Below, write code that:

  1. Downloads all of the links from the "Birthday_cake" Wikipedia page.
  2. Then, extract from each page all of the links from that page and puts them together in one appended list called all_links.
  3. Use the collections.Counter object to find the 40 links that are used most across all of the pages.
  4. Think about the most frequent 40 pages and try to reason why these are the most common.
In [28]:
# Make sure all of the links are downloaded
data_json = wiki.get_wiki_json("Birthday_cake")
rr_links = wiki.links_as_list(data_json)

for link in rr_links:
    data = wiki.get_wiki_json(link)
In [29]:
# Now, collect all of the links as a single list
all_links = []

for link in rr_links:
    data = wiki.get_wiki_json(link)
    new_links = wiki.links_as_list(data)
    all_links = all_links + new_links
In [30]:
# Now, count most frequent links
from collections import Counter

Counter(all_links).most_common(40)
Out[30]:
[('Cake', 169),
 ('List of cakes', 168),
 ('Birthday cake', 166),
 ('Biscuit', 166),
 ('Cremeschnitte', 166),
 ('Kürtőskalács', 166),
 ('Mantecadas', 166),
 ('Mille-feuille', 166),
 ('Tompouce', 166),
 ('Pancake', 165),
 ('Bizcocho', 165),
 ('Chorley cake', 165),
 ('Croquembouche', 165),
 ("Flies' graveyard", 165),
 ('Ladyfinger (biscuit)', 165),
 ('Madeleine (cake)', 165),
 ('Marry girl cake', 165),
 ('Meringue', 165),
 ('Mooncake', 165),
 ('Pandoro', 165),
 ('Paper wrapped cake', 165),
 ('Punschkrapfen', 165),
 ('Sweetheart cake', 165),
 ('Torta caprese', 165),
 ('Baumkuchen', 164),
 ('Layer cake', 164),
 ('Prinzregententorte', 164),
 ('Spettekaka', 164),
 ('Spit cake', 164),
 ('Trdelník', 164),
 ('Wedding cake', 164),
 ('Šakotis', 164),
 ('Banana bread', 163),
 ('Batik cake', 163),
 ('Bolo Rei', 163),
 ('Cheesecake', 163),
 ('Cupcake', 163),
 ('Dobos torte', 163),
 ('French Fancy', 163),
 ("Groom's cake", 163)]

For next time

Next class we are going to do some interactive graphics.
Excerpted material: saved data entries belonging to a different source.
PR #3897, opened 2020-10-12
ISP to Rpi 5.9.y

6by9:
@naushir Please review the small amendments to the driver and ideally test. (I might see if I can get libcamera up quickly if easier)


6by9:
Ping @naushir seeing as I made a typo first time around.

naushir:
Will give it a run tomorrow morning with libcamera.

6by9:
Something funny using ToT qcam
```
pi@raspberrypi:~/libcamera/build/src/qcam $ DISPLAY=:0 ./qcam
[0:01:06.768317347] [1045]  INFO IPAManager ipa_manager.cpp:136 libcamera is not installed. Adding '/home/pi/libcamera/build/src/ipa' to the IPA search path
[0:01:06.833091551] [1045]  INFO Camera camera_manager.cpp:292 libcamera v0.0.0+1914-9183d218
[0:01:07.113385736] [1047]  INFO IPAProxy ipa_proxy.cpp:122 libcamera is not installed. Loading IPA configuration from '/home/pi/libcamera/src/ipa/raspberrypi/data'
[0:01:07.283246977] [1045]  INFO Camera camera.cpp:811 configuring streams: (0) 800x600-BGR888
[0:01:07.283934217] [1047]  INFO RPI raspberrypi.cpp:117 Mode: 1012x760 fmt RG10 Score: 1598.26 (best 1598.26)
[0:01:07.284077847] [1047]  INFO RPI raspberrypi.cpp:117 Mode: 4056x3040 fmt RG12 Score: 1924.33 (best 1598.26)
[0:01:07.284141180] [1047]  INFO RPI raspberrypi.cpp:117 Mode: 2028x1520 fmt RG12 Score: 1037.33 (best 1037.33)
[0:01:07.284202588] [1047]  INFO RPI raspberrypi.cpp:117 Mode: 2028x1080 fmt RG12 Score: 1131.17 (best 1037.33)
[0:01:07.284267847] [1047]  INFO RPI raspberrypi.cpp:117 Mode: 1012x760 fmt pRAA Score: 1098.26 (best 1037.33)
[0:01:07.284334106] [1047]  INFO RPI raspberrypi.cpp:117 Mode: 4056x3040 fmt pRCC Score: 1424.33 (best 1037.33)
[0:01:07.284393217] [1047]  INFO RPI raspberrypi.cpp:117 Mode: 2028x1520 fmt pRCC Score: 537.329 (best 537.329)
[0:01:07.284451347] [1047]  INFO RPI raspberrypi.cpp:117 Mode: 2028x1080 fmt pRCC Score: 631.167 (best 537.329)
[0:01:07.284538884] [1047]  INFO RPI raspberrypi.cpp:581 Sensor: /base/soc/i2c0mux/i2c@1/imx477@1a - Selected mode: 2028x1520-pRCC
[0:01:07.365307736] [1047]  INFO RPI_S_W staggered_ctrl.cpp:36 Init ctrl 0x00980911 with delay 2
[0:01:07.365432236] [1047]  INFO RPI_S_W staggered_ctrl.cpp:36 Init ctrl 0x009e0903 with delay 1
Zero-copy enabled
[0:01:07.400303847] [1047]  INFO RPISTREAM rpi_stream.cpp:120 No buffers available for ISP Output0
[0:01:07.400390199] [1047]  INFO RPISTREAM rpi_stream.cpp:120 No buffers available for ISP Output0
[0:01:07.956144365] [1051] ERROR IPARPI raspberrypi.cpp:906 Can't find CCM control
[0:01:07.956396754] [1051] ERROR IPARPI raspberrypi.cpp:1039 Can't find LS control
[0:01:07.956597865] [1051] ERROR IPARPI raspberrypi.cpp:927 Can't find Gamma control
[0:01:07.956776865] [1051] ERROR IPARPI raspberrypi.cpp:946 Can't find black level control
[0:01:07.956951865] [1051] ERROR IPARPI raspberrypi.cpp:964 Can't find geq control
[0:01:07.957254643] [1051] ERROR IPARPI raspberrypi.cpp:982 Can't find denoise control
[0:01:07.957470198] [1051] ERROR IPARPI raspberrypi.cpp:1002 Can't find sharpen control
[0:01:07.957708180] [1051] ERROR IPARPI raspberrypi.cpp:1023 Can't find DPC control
[0:01:07.959073884] [1047] ERROR V4L2 v4l2_videodevice.cpp:1441 /dev/video13[out]: Failed to queue buffer 0: Invalid argument
[0:01:07.959246087] [1047] ERROR RPISTREAM rpi_stream.cpp:229 Failed to queue buffer for ISP Input
```
```
pi@raspberrypi:~/libcamera/build/src/qcam $ v4l2-ctl -d 13 --list-ctrls

User Controls

                    red_balance 0x0098090e (int)    : min=1 max=65535 step=1 default=1000 value=2522 flags=slider
                   blue_balance 0x0098090f (int)    : min=1 max=65535 step=1 default=1000 value=1897 flags=slider
       colour_correction_matrix 0x009819e1 (u8)     : min=0 max=255 step=1 default=0 [88] flags=has-payload
                   lens_shading 0x009819e2 (u8)     : min=0 max=255 step=1 default=0 [36] flags=has-payload, execute-on-write
                    black_level 0x009819e3 (u8)     : min=0 max=255 step=1 default=0 [12] flags=has-payload
             green_equalisation 0x009819e4 (u8)     : min=0 max=255 step=1 default=0 [16] flags=has-payload
                          gamma 0x009819e5 (u8)     : min=0 max=255 step=1 default=0 [136] flags=has-payload
                        denoise 0x009819e6 (u8)     : min=0 max=255 step=1 default=0 [24] flags=has-payload
                        sharpen 0x009819e7 (u8)     : min=0 max=255 step=1 default=0 [28] flags=has-payload
     defective_pixel_correction 0x009819e8 (u8)     : min=0 max=255 step=1 default=0 [8] flags=has-payload

Image Processing Controls

                   digital_gain 0x009f0905 (int)    : min=1 max=65535 step=1 default=1000 value=1000
```
I've checked with yavta and that is passing images through fine. That's using MMAL for the ISP though, so not a truly fair comparison.
Drop back to 5.4.68 and I get the same issue.

naushir:
Could be an enum value mismatch between the libcamera uapi vs kernel uapi header?

6by9:
I'll leave that for you to determine.
Are you and @davidplowman not running against something based off libcamera master then? If so then I'd expect you to see the same thing.

naushir:
We are both running of libcamera master, so am a bit surprised at this result.

6by9:
Hang on, I think I hadn't switched kernel to 5.4 when I thought I had. That's just worked on 5.4.68.

I wonder if something has changed in media controller and it's not enumerating as things expect. I'll dig a little further.

6by9:
Ah, we also have a couple of slightly ugly dependency issues. include/uapi/linux/bcm2835-isp.h had already been merged when it needs to be part of the ISP commit - time for a couple of reverts and reapplications.

6by9:
> Could be an enum value mismatch between the libcamera uapi vs kernel uapi header?

Good guess for half the problem - someone had updated the patch on 5.9 to amend V4L2_CID_USER_BCM2835_ISP_BASE from ```(V4L2_CID_USER_BASE + 0x10c0)``` to ```(V4L2_CID_USER_BASE + 0x10e0)``` as ```V4L2_CID_USER_ATMEL_ISC_BASE``` takes +0x10c0 for 32.
This is going to be messy to handle!

6by9:
Found it - ```vb2_fill_vb2_v4l2_buffer``` is failing the call to ```__verify_length```
Looking at the logging
```
[   52.479025] video13: VIDIOC_QBUF: error -22: 00:00:52.000438124 index=0, type=vid-out, request_fd=0, flags=0x00000000, field=none, sequence=0, memory=dmabuf, bytesused=4669440, offset/userptr=0x20, length=0
```
We've used 4669440 of a buffer that is of length 0. Oops.

```
diff --git a/src/libcamera/v4l2_videodevice.cpp b/src/libcamera/v4l2_videodevice.cpp
index 508522e..5512f4f 100644
--- a/src/libcamera/v4l2_videodevice.cpp
+++ b/src/libcamera/v4l2_videodevice.cpp
@@ -1427,6 +1427,8 @@ int V4L2VideoDevice::queueBuffer(FrameBuffer *buffer)
                } else {
                        if (metadata.planes.size())
                                buf.bytesused = metadata.planes[0].bytesused;
+
+                       buf.length = buffer->planes()[0].length;
                }
 
                buf.sequence = metadata.sequence;
```
Fix that and the changed ```V4L2_CID_USER_BCM2835_ISP_BASE```, and libcamera runs.

Can I leave it with one of you to get the patch merged to libcamera?

drivers/staging/vc04_services/bcm2835-isp/bcm2835-isp-fmts.h
```diff
@@ -0,0 +1,388 @@
...
+#define BCM2835_ISP_FMTS
+
+#include <linux/videodev2.h>
+#include "vchiq-mmal/mmal-encodings.h"
+
+struct bcm2835_isp_fmt {
+	u32 fourcc;
+	int depth;
+	int bytesperline_align;
+	u32 flags;
```
6by9: flags appears to be always 0. Suspect left over from the COMPRESSED flag in the codec code.

Needs removing from ```bcm2835_isp_node_enum_fmt``` as well.

drivers/staging/vc04_services/bcm2835-isp/bcm2835-isp-fmts.h
```diff
@@ -0,0 +1,388 @@
...
+		.fourcc		    = V4L2_PIX_FMT_BGR24,
+		.depth		    = 24,
+		.bytesperline_align = 32,
+		.flags		    = 0,
+		.mmal_fmt	    = MMAL_ENCODING_BGR24,
+		.size_multiplier_x2 = 2,
+		.colorspace	    = V4L2_COLORSPACE_SRGB,
+		.step_size	    = 1,
+	}, {
+		.fourcc		    = V4L2_PIX_FMT_ABGR32,
```
6by9: I've just had this dilemma with the codec & camera (https://github.com/raspberrypi/linux/commit/076f6ac5e4f5ab7e96e3d9a1a402c0de896eb7ca).

ABGR32 or V4L2_PIX_FMT_XBGR32. We don't have full control over the alpha byte (ISP writes either 0 or 255), so surely it's better to specify it as undefined.

drivers/staging/vc04_services/bcm2835-isp/bcm2835-v4l2-isp.c
```diff
@@ -0,0 +1,1708 @@
...
+#define DEFAULT_DIM 1280U
+/*
+ * Maximum frame dimension of 16384 pixels.  Even though the ISP runs in tiles,
+ * have a sensible limit so that we do not create an excessive number of tiles
+ * to process.
+ */
+#define MAX_DIM 16384U
+/*
+ * Minimum frame dimension of 64 pixels.  Anything lower, and the tiling
+ * algorihtm may not be able to cope when applying filter context.
```
6by9: Typo - algorihtm

drivers/staging/vc04_services/bcm2835-isp/bcm2835-v4l2-isp.c
```diff
@@ -0,0 +1,1708 @@
...
+	struct media_intf_devnode *intf_devnode;
+	struct media_link *intf_link;
+	struct mutex lock; /* top level device node lock */
+	struct mutex queue_lock;
+
+	struct vb2_queue queue;
+	unsigned int sequence;
+
+	/* The list of formats supported on the node. */
+	struct bcm2835_isp_fmt_list supported_fmts;
```
6by9: I think it's probably cleaner to insert the *list and num_entries elements directly in here.

The codec code from which you've inherited this had an array of 2 for the input and output queues. You don't as they're individual nodes.

drivers/staging/vc04_services/bcm2835-isp/bcm2835-v4l2-isp.c
```diff
@@ -0,0 +1,1708 @@
...
+
+	struct bcm2835_isp_q_data q_data;
+
+	/* Parent device structure */
+	struct bcm2835_isp_dev *dev;
+
+	bool registered;
+	bool media_node_registered;
+	bool queue_init;
```
6by9: Having both registered and queue_init feels a bit ugly. If you fail part way through ```register_node```, then clean up before exit.
```media_node_registered``` is something different, so it's odd having it in the middle of the 3.

File: drivers/staging/vc04_services/bcm2835-isp/bcm2835-v4l2-isp.c [hunk 6]
```diff
@@ -0,0 +1,1708 @@
...
+	struct vchiq_mmal_component *component;
+	struct completion frame_cmplt;
+
+	struct bcm2835_isp_node node[BCM2835_ISP_NUM_NODES];
+	struct media_pad pad[BCM2835_ISP_NUM_NODES];
+	atomic_t num_streaming;
+
+	/* Image pipeline controls. */
+	int r_gain;
+	int b_gain;
```
6by9, line 132: I think we already had the discussion about whether it's better to store local copies of these values, handles to the ctrl_handlers, or use the search functions. See what others think.

drivers/staging/vc04_services/bcm2835-isp/bcm2835-v4l2-isp.c
```diff
@@ -0,0 +1,1708 @@
...
+
+	if (!dev->component)
+		return NULL;
+
+	switch (node->queue.type) {
+	case V4L2_BUF_TYPE_VIDEO_OUTPUT:
+		return &dev->component->input[node->id];
+	case V4L2_BUF_TYPE_VIDEO_CAPTURE:
+	case V4L2_BUF_TYPE_META_CAPTURE:
+		return &dev->component->output[node->id];
```
6by9: Are we better off adding a ```*port``` to ```struct bcm2835_isp_node``` that is initialised on component create to point to the correct port? It saves a bit of messing around here on every buffer passed or parameter set.

drivers/staging/vc04_services/bcm2835-isp/bcm2835-v4l2-isp.c
```diff
@@ -0,0 +1,1708 @@
...
+		v4l2_err(&dev->v4l2_dev,
+			 "%s: Failed disabling %s port, ret %d\n", __func__,
+			 node_is_output(node) ? "i/p" : "o/p",
+			 ret);
+
+	while (atomic_read(&port->buffers_with_vpu)) {
+		v4l2_dbg(1, debug, &dev->v4l2_dev,
+			 "%s: Waiting for buffers to be returned - %d outstanding\n",
+			 __func__, atomic_read(&port->buffers_with_vpu));
+		ret = wait_for_completion_timeout(&dev->frame_cmplt, HZ);
```
6by9: Ought to use a define here instead of just ```HZ```.

drivers/staging/vc04_services/bcm2835-isp/bcm2835-v4l2-isp.c
```diff
@@ -0,0 +1,1708 @@
...
+		ret = vc_sm_cma_import_dmabuf(dmabuf,
+					      &vcsm_handle);
+		if (ret) {
+			dma_buf_put(dmabuf);
+			return -EINVAL;
+		}
+
+		ls.dmabuf = vc_sm_cma_int_handle(vcsm_handle);
+		if (ls.dmabuf)
+			ret = set_isp_param(node,
```
6by9, line 736: Probably worth a comment that setting this parameter causes the VPU to hold a reference to the resource, and vcsm won't release the dmabuf until that reference is released.

drivers/staging/vc04_services/bcm2835-isp/bcm2835-v4l2-isp.c
```diff
@@ -0,0 +1,1708 @@
...
+		q_data->height = 0;
+		q_data->bytesperline = 0;
+		q_data->sizeimage = f->fmt.meta.buffersize;
+	}
+
+	v4l2_dbg(1, debug, &dev->v4l2_dev,
+		 "%s: Calculated bpl as %u, size %u\n", __func__,
+		 q_data->bytesperline, q_data->sizeimage);
+
+	/* If we have a component then setup the port as well */
```
6by9: Have we lost a conditional?

I think this is legacy from the codec code where we had a component per instance rather than one total. The comment is therefore obsolete.

drivers/staging/vc04_services/bcm2835-isp/bcm2835-isp-fmts.h
```diff
@@ -0,0 +1,388 @@
...
+		.step_size	    = 2,
+	}, {
+		.fourcc		    = V4L2_PIX_FMT_YUYV,
+		.depth		    = 16,
+		.bytesperline_align = 64,
+		.flags		    = 0,
+		.mmal_fmt	    = MMAL_ENCODING_YUYV,
+		.size_multiplier_x2 = 2,
+		.colorspace	    = V4L2_COLORSPACE_SMPTE170M,
+		.step_size	    = 2,
```
6by9, line 68: Is there any need/gain in having an ```h_step_size = 2, v_step_size = 1``` here? YUV422 is only horizontally subsampled.

drivers/staging/vc04_services/bcm2835-isp/bcm2835-v4l2-isp.c
```diff
@@ -0,0 +1,1708 @@
...
+		fmt = get_default_format(node);
+
+	if (!node_is_stats(node)) {
+		f->fmt.pix.width = max(min(f->fmt.pix.width, MAX_DIM),
+				       MIN_DIM);
+		f->fmt.pix.height = max(min(f->fmt.pix.height, MAX_DIM),
+					MIN_DIM);
+
+		f->fmt.pix.pixelformat = fmt->fourcc;
+		f->fmt.pix.colorspace = fmt->colorspace;
```
6by9, line 972: Do we need to support setting the correct matrices for 601/709 and full/limited range? I know we've had the discussions previously over the output config, but this also potentially applies to the input side if feeding YUV in. (Same discussion therefore applies for bcm2835-codec).

drivers/staging/vc04_services/bcm2835-isp/bcm2835-v4l2-isp.c
```diff
@@ -0,0 +1,1708 @@
...
+	.vidioc_subscribe_event		= bcm3285_isp_subscribe_event,
+	.vidioc_unsubscribe_event	= v4l2_event_unsubscribe,
+};
+
+/*
+ * Size of the array to provide to the VPU when asking for the list of supported
+ * formats.
+ *
+ * The ISP component currently advertises 44 input formats, so add a small
+ * overhead on that.
```
6by9: Extend the comment. "Too many formats will only result in some not being advertised."

drivers/staging/vc04_services/bcm2835-isp/bcm2835-v4l2-isp.c
```diff
@@ -0,0 +1,1708 @@
...
+		v4l2_info(&dev->v4l2_dev, "vb2_queue_init failed\n");
+		return ret;
+	}
+	node->queue_init = true;
+
+	/* Set some controls and defaults, but only on the VIDEO_OUTPUT node. */
+	if (node_is_output(node)) {
+		unsigned int i;
+
+		/* Use this ctrl template to assign all out ISP custom ctrls. */
```
6by9: Typo "all **our** ISP custom ctrls."

drivers/staging/vc04_services/bcm2835-isp/bcm2835-v4l2-isp.c
```diff
@@ -0,0 +1,1708 @@
...
+		struct v4l2_ctrl_config ctrl_template = {
+			.ops		= &bcm2835_isp_ctrl_ops,
+			.type		= V4L2_CTRL_TYPE_U8,
+			.def		= 0,
+			.min		= 0x00,
+			.max		= 0xff,
+			.step		= 1,
+		};
+
+		ret = v4l2_ctrl_handler_init(&dev->ctrl_handler, 12);
```
6by9: I only count 11 controls.

How about ```3 + ARRAY_SIZE(custom_ctrls)``` (3 being the number of standard ctrls).

drivers/staging/vc04_services/bcm2835-isp/bcm2835-v4l2-isp.c
```diff
@@ -0,0 +1,1708 @@
...
+	node->registered = true;
+	video_set_drvdata(vfd, node);
+
+	v4l2_info(&dev->v4l2_dev,
+		  "Device node %s[%d] registered as /dev/video%d\n",
+		  node->name, node->id, vfd->num);
+
+	return 0;
+
+ctrl_cleanup:
```
6by9, line 1389: Further argument for the funny of having ```node->queue_init``` and ```node->registered``` when you have some cleanup code for the ctrl_handler here.

The cleanup code is also wrong as it always cleans up the handler, but it was only created ```if (node_is_output(node))```.

drivers/staging/vc04_services/bcm2835-isp/bcm2835-v4l2-isp.c
```diff
@@ -0,0 +1,1708 @@
...
+	int ret;
+
+	v4l2_info(&dev->v4l2_dev,
+		  "Register %s node %d with media controller\n",
+		  output ? "output" : "capture", num);
+	entity->obj_type = MEDIA_ENTITY_TYPE_VIDEO_DEVICE;
+	entity->function = MEDIA_ENT_F_IO_V4L;
+	entity->info.dev.major = VIDEO_MAJOR;
+	entity->info.dev.minor = node->vfd.minor;
+	name = kmalloc(BCM2835_ISP_ENTITY_NAME_LEN, GFP_KERNEL);
```
6by9, line 1474: Is there a reason for not making this a managed resource?

drivers/staging/vc04_services/bcm2835-isp/bcm2835-v4l2-isp.c
```diff
@@ -0,0 +1,1708 @@
...
+	strscpy(dev->mdev.model, "bcm2835-isp",
+		sizeof(dev->mdev.model));
+	strscpy(dev->mdev.bus_info, "platform:bcm2835-isp",
+		sizeof(dev->mdev.bus_info));
+	media_device_init(&dev->mdev);
+	dev->v4l2_dev.mdev = &dev->mdev;
+
+	v4l2_dbg(2, debug, &dev->v4l2_dev, "Register entity for nodes\n");
+
+	name = kmalloc(BCM2835_ISP_ENTITY_NAME_LEN, GFP_KERNEL);
```
6by9, line 1555: Is there a reason for not making this a managed resource?

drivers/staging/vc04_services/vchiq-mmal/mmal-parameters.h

Make sure that you can import the bokeh library.

In [31]:
from bokeh.plotting import figure, show, output_notebook, ColumnDataSource

If that produces an error, run the following either in your terminal or in the Anaconda prompt.

conda install bokeh

Also, next Tuesday we are going to start doing some network analysis. This means that we will need to use the networkx module, which is not included in the standard Anaconda Python installation. Please make sure that you have this downloaded correctly by running the following:

In [32]:
import networkx as nx

If there is a problem, please let me know before the end of class today.